■ TASK DESCRIPTION ■
Search the records below for the word "Registry", then return every line where it appears.

■ EXERCISE DATA ■
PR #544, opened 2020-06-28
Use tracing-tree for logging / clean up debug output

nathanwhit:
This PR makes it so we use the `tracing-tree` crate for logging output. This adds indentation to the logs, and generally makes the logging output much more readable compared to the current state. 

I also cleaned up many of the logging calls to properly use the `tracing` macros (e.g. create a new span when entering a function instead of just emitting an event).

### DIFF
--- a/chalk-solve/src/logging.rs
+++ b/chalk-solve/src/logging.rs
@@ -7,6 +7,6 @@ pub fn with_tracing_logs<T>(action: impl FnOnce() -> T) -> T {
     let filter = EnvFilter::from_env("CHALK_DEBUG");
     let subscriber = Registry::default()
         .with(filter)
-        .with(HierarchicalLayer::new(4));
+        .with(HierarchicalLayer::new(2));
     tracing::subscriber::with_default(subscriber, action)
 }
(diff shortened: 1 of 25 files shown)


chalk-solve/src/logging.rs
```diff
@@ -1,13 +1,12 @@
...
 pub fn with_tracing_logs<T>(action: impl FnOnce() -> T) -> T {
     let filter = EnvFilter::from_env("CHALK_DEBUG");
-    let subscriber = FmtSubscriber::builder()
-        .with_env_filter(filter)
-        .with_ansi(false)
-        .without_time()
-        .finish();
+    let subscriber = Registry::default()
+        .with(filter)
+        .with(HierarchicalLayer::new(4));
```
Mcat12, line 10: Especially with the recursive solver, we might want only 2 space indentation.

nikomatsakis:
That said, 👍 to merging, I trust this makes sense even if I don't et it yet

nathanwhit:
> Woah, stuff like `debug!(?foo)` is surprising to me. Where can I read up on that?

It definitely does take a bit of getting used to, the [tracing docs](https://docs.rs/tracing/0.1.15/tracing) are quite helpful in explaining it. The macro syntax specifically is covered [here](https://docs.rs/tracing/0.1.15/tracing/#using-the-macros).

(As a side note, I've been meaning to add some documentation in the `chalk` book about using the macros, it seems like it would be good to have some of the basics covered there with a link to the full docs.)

* * *

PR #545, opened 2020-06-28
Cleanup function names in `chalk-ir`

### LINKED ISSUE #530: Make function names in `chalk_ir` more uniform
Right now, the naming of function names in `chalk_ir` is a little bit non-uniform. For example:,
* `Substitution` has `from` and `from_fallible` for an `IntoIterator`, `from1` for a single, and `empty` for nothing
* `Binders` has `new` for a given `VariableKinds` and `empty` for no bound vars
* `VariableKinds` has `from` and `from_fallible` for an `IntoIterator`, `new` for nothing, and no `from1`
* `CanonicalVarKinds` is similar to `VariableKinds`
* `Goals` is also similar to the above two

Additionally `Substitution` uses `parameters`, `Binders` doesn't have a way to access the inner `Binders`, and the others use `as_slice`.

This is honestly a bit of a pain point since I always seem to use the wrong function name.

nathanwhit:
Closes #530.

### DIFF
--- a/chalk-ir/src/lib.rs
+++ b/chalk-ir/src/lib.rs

---

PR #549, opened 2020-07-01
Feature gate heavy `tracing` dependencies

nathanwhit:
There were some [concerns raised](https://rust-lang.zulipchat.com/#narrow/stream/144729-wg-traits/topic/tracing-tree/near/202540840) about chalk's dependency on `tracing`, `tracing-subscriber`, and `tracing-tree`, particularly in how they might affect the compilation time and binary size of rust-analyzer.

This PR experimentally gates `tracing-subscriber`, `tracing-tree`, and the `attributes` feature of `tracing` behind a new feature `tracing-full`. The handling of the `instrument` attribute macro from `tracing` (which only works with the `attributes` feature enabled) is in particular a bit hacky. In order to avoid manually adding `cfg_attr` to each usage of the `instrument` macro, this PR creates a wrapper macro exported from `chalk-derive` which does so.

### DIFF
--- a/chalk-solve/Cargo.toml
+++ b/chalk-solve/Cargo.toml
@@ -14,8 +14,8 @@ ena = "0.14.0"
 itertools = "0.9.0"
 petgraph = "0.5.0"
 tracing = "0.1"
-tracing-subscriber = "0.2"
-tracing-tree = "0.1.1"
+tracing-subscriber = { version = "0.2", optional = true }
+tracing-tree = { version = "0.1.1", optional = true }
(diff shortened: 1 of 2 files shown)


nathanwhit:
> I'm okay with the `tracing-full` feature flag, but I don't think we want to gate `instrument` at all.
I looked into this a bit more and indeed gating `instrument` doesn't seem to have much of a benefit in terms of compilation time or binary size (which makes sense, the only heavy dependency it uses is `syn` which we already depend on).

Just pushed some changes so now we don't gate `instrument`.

■ WRITTEN SOLUTION ■
     let subscriber = Registry::default()
+    let subscriber = Registry::default()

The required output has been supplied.